Kevin France is an astrophysicist and assistant professor in the Department of Astrophysical and Planetary Sciences at the University of Colorado. His research focuses on exoplanets and their host stars, protoplanetary disks, and the development of instrumentation for space-borne astronomy missions.

Early life and education 
Kevin France grew up and attended high school in Charleston, West Virginia. He then received a  B.A in Physics & Astronomy in 2000 from Boston University. After a few breaks to travel and work for Greenpeace, he earned a Ph.D. at the Johns Hopkins University in Astrophysics in 2006, working with Paul Feldman and Stephan McCandliss. At Johns Hopkins, he was the lead graduate student on two NASA/JHU rocket missions studying the ultraviolet properties of dust and H2 in galactic nebulae, a guest observer on NASA’s Far-Ultraviolet Spectroscopic Explorer and Spitzer Space Telescope missions, and played drums in the world's greatest astronomical rock band.

Research and career 
Following graduate school,  France moved to a postdoctoral position at the Canadian Institute for Theoretical Astrophysics before coming to the University of Colorado's Center for Astrophysics and Space Astronomy to join the Instrument Development Team for Hubble Space Telescope's Cosmic Origins Spectrograph (COS) with James Green.

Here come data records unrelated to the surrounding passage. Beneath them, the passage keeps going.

PR #5871, opened 2024-09-12
feat: Allow props prefixed by "data-" to be rendered as attributes in picker's option elements

cgmonte:
### Jira tasks

Main task: https://liferay.atlassian.net/browse/LPD-32878
Sub-task: https://liferay.atlassian.net/browse/LPD-35826

### Introduction

The main Jira ticket above is a Liferay's DDM Form task to add `data-option-reference` attributes to option elements in Form's DOM.

It worked without having to modify Clay in all of the following Form field types: [Grid](https://github.com/liferay/liferay-portal/blob/master/modules/apps/dynamic-data-mapping/dynamic-data-mapping-form-field-type/src/main/resources/META-INF/resources/Grid/Grid.es.js#L53-L54), [Multiple Select](https://github.com/liferay/liferay-portal/blob/master/modules/apps/dynamic-data-mapping/dynamic-data-mapping-form-field-type/src/main/resources/META-INF/resources/CheckboxMultiple/CheckboxMultiple.es.js#L39), [Single Select](https://github.com/liferay/liferay-portal/blob/master/modules/apps/dynamic-data-mapping/dynamic-data-mapping-form-field-type/src/main/resources/META-INF/resources/Radio/Radio.es.js#L87) and Multiple Select from List, which is not yet merged.

But the Single Select from List field type did not work because, currently, Option's props are [specifically destructured](https://github.com/liferay/clay/blob/0f04be3078a71123882cbd4eb0f22b536134dbc4/packages/clay-core/src/picker/Option.tsx#L68-L76), without assigning remaining props to something like an `otherProps` object.

### Goal

This PR seeks to allow props prefixed by "data-" to be rendered as attributes in picker's option elements.

### Issues

While developing, after allowing other props to be passed down to option elements, not only the `data-option-reference` attribute was rendered, but also a `index` appeared in the option. This happens because `useCollection()` [adds](https://github.com/liferay/clay/blob/0f04be3078a71123882cbd4eb0f22b536134dbc4/packages/clay-core/src/collection/useCollection.tsx#L116C7-L116C20) that to `DynamicCollection` items. To prevent that, which did not seem right, a filter was added to otherProps to programmatically remove object keys not starting to "data-". A unity test was added to check for this case as well.

### DIFF
--- a/packages/clay-core/src/picker/Option.tsx
+++ b/packages/clay-core/src/picker/Option.tsx
@@ -74,6 +74,7 @@ export function Option({
 	disabled,
 	keyValue,
 	textValue,
+	...otherProps
 }: Props) {
 	const {
 		activeDescendant,
@@ -95,6 +96,7 @@ export function Option({
 	if (isMobile) {
 		return (
 			<option
+				{...otherProps}
 				aria-describedby={ariaDescribedby}
 				disabled={disabled}
 				value={keyValue}
@@ -107,6 +109,7 @@ export function Option({
 	return (
 		<li role="presentation">
 			<button
+				{...otherProps}
 				{...hoverProps}
 				aria-describedby={ariaDescribedby}
 				aria-label={ariaLabel}
--- a/packages/clay-core/src/picker/Option.tsx
+++ b/packages/clay-core/src/picker/Option.tsx
@@ -58,6 +58,12 @@ type Props = {
 	keyValue?: React.Key;
 
 	/**
+	 * Internal property.
+	 * @ignore
+	 */
+	index?: number;
+
+	/**
 	 * Sets a text value if the component's content is not plain text. This value
 	 * is used in the combobox element to show the selected option.
 	 */
@@ -72,6 +78,7 @@ export function Option({
 	'aria-setsize': ariaSetSize,
 	children,
 	disabled,
+	index: _index,
 	keyValue,
 	textValue,
 	...otherProps
--- a/packages/clay-core/src/picker/__tests__/BasicRendering.tsx
+++ b/packages/clay-core/src/picker/__tests__/BasicRendering.tsx
@@ -5,6 +5,7 @@
 
 import Icon from '@clayui/icon';
 import {cleanup, render} from '@testing-library/react';
+import userEvent from '@testing-library/user-event';
 import React from 'react';
 
 import {Option, Picker} from '../../';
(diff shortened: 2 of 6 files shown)


packages/clay-core/src/picker/Option.tsx
```diff
@@ -92,9 +101,14 @@ export function Option({
 
 	const isFocus = isFocusVisible();
 
+	const filteredOtherProps = Object.fromEntries(
+		Object.entries(otherProps).filter(([key]) => key.startsWith('data-'))
+	) as Record<DataAttributeKey, any>;
```
matuzalemsteles, line 106: @cgmonte I'm thinking about this a bit, I think we don't need a runtime check, in theory since we adopted TypeScript we let TypeScript handle the validation mainly if you pass an undefined value the build will fail.

Another thing is that we can probably add more new APIs soon so I think it's safe here not to need this validation for now.

matuzalemsteles (commented):
@cgmonte thanks for the contribution.

packages/clay-core/src/picker/Option.tsx
cgmonte: The thing is that TS is not strict with attributes that aren't valid JavaScript identifiers, but are valid in JSX. So it does not quite check attribute names like `data-*`, `aria-*` or even `anything-*`, so `data-${string}: any` isn't doing anything for us. For example, after declaring like this:
```
type Props = {
	// ...
	[key: `data-${string}`]: any;
};
```
I can still pass something like this without getting TS errors:
```
	<Picker>
		<Option anything-attribute="any value" />
	</Picker>
```
The above information can be found in [TypeScript documentation](https://www.typescriptlang.org/docs/handbook/jsx.html#attribute-type-checking), where it reads like:

> Note: If an attribute name is not a valid JS identifier (like a data-* attribute), it is not considered to be an error if it is not found in the element attributes type.

I have tried other strategies to make this work with TypeScript, but could not get it right. There is probably a way, using helper types or explicitly declaring `ElementAttributesProperty`, but I am not sure if this is the way to go. 

Let me know if validating this is really necessary. I could not find other examples of such validations, using string templates, in Clay's codebase.

cgmonte:
Hey @matuzalemsteles, I have pushed a new version. I have excluded both the type declaration, because of what I described [here](https://github.com/liferay/clay/pull/5871#discussion_r1759410147), and the runtime filter you mentioned [here](https://github.com/liferay/clay/pull/5871#discussion_r1757791568). Problem is: because `useCollection()` [adds](https://github.com/liferay/clay/blob/0f04be3078a71123882cbd4eb0f22b536134dbc4/packages/clay-core/src/collection/useCollection.tsx#L116C7-L116C20) an `index` prop that is passed together with the added `otherProps`, snapshots had to be updated. This will break other unity tests based on snapshots in the Portal as well.

cgmonte:
I don't think this is the final solution, and having that `index` in the DOM doesn't seem right. It wasn't meant to be there. But I am sending this so we can discuss other options.

packages/clay-core/src/picker/Option.tsx
matuzalemsteles: Interesting, I didn't know about this problem... so this really won't help at all, not even for the description of the type for the developer, unfortunately.

matuzalemsteles:
I sent a commit to remove the index from the DOM is safe now. We use it internally to calculate other things and the component needs to ignore them.

Well, regarding JS, I don't consider runtime prop validations in components to be very useful. It won't help much, even when passing the wrong value. That's why we avoid it for components nowadays. It doesn't have a valuable benefit, especially when TS is used more today and we also want people in DXP to use TS more than JS. In this specific case, I still don't think we need validation.

matuzalemsteles (approved):
LGTM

He was awarded NASA’s Nancy Grace Roman fellowship prior to joining the Department of Astrophysical and Planetary Sciences (APS) faculty at Colorado in 2013. France is presently an assistant professor in APS, the principal investigator of the Colorado Ultraviolet Rocket Group and the NASA-supported CUTE CubeSat mission, the UV spectrograph (LUMOS) lead for NASA’s LUVOIR Science and Technology Definition Team, and a founding member of the Colorado Ultraviolet Spectroscopy Program (CUSP). 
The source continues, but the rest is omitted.